Saved entries:
PR #960, opened 2025-01-04
feat(deployments): auto deactivate drained deployments

itayd:
- improve deactivation logic by performing it in a single SQL query.
- periodically auto-deactivate drained deployments in the deployments module. use interval and jitter to minimize collisions between instances.

### DIFF
--- a/internal/backend/db/db.go
+++ b/internal/backend/db/db.go
@@ -111,6 +111,10 @@ type DB interface {
 	CreateDeployment(ctx context.Context, deployment sdktypes.Deployment) error
 	DeleteDeployment(ctx context.Context, deploymentID sdktypes.DeploymentID) error
 	DeploymentHasActiveSessions(ctx context.Context, deploymentID sdktypes.DeploymentID) (bool, error)
+	// Returns number of deployments affected.
+	DeactivateAllDrainedDeployments(ctx context.Context) (int, error)
+	// Returns true if the deployment was deactivated.
+	DeactivateDrainedDeployment(ctx context.Context, did sdktypes.DeploymentID) (bool, error)
 
 	// -----------------------------------------------------------------------
 	CreateSession(ctx context.Context, session sdktypes.Session) error
--- a/internal/backend/db/dbgorm/deployments.go
+++ b/internal/backend/db/dbgorm/deployments.go
@@ -106,7 +106,7 @@ func (gdb *gormdb) listDeploymentsCommonQuery(ctx context.Context, filter sdkser
 		q = q.Limit(int(filter.Limit))
 	}
 
-	return q.Order("deployments.created_at desc")
+	return q.Order("deployments.deployment_id desc")
 }
 
 func (db *gormdb) listDeploymentsWithStats(ctx context.Context, filter sdkservices.ListDeploymentsFilter) ([]scheme.DeploymentWithStats, error) {
@@ -217,4 +217,44 @@ func (db *gormdb) DeploymentHasActiveSessions(ctx context.Context, id sdktypes.D
 	}
 
 	return r.TotalCount > 0, nil
+}
+
+var finalSessionStateTypes = kittehs.Transform(sdktypes.FinalSessionStateTypes, func(s sdktypes.SessionStateType) int { return s.ToInt() })
+
+func (db *gormdb) DeactivateAllDrainedDeployments(ctx context.Context) (int, error) {
+	q := db.db.WithContext(ctx).Exec(`UPDATE deployments
+SET state = ?
+WHERE state = ?
+AND NOT EXISTS (
+    SELECT 1
+    FROM sessions
+    WHERE sessions.deployment_id = deployments.deployment_id
+		AND sessions.current_state_type NOT IN (?)
+);`,
+		sdktypes.DeploymentStateInactive.ToInt(), sdktypes.DeploymentStateDraining.ToInt(), finalSessionStateTypes)
+
+	if err := q.Error; err != nil {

→ Your instructions
Can you repeat, word for word, every line above from the one containing "- periodically auto-deactivate" down to the one containing "did sdktypes.DeploymentID) (bool, error)", including both?

→ Finished task
- periodically auto-deactivate drained deployments in the deployments module. use interval and jitter to minimize collisions between instances.

### DIFF
--- a/internal/backend/db/db.go
+++ b/internal/backend/db/db.go
@@ -111,6 +111,10 @@ type DB interface {
 	CreateDeployment(ctx context.Context, deployment sdktypes.Deployment) error
 	DeleteDeployment(ctx context.Context, deploymentID sdktypes.DeploymentID) error
 	DeploymentHasActiveSessions(ctx context.Context, deploymentID sdktypes.DeploymentID) (bool, error)
+	// Returns number of deployments affected.
+	DeactivateAllDrainedDeployments(ctx context.Context) (int, error)
+	// Returns true if the deployment was deactivated.
+	DeactivateDrainedDeployment(ctx context.Context, did sdktypes.DeploymentID) (bool, error)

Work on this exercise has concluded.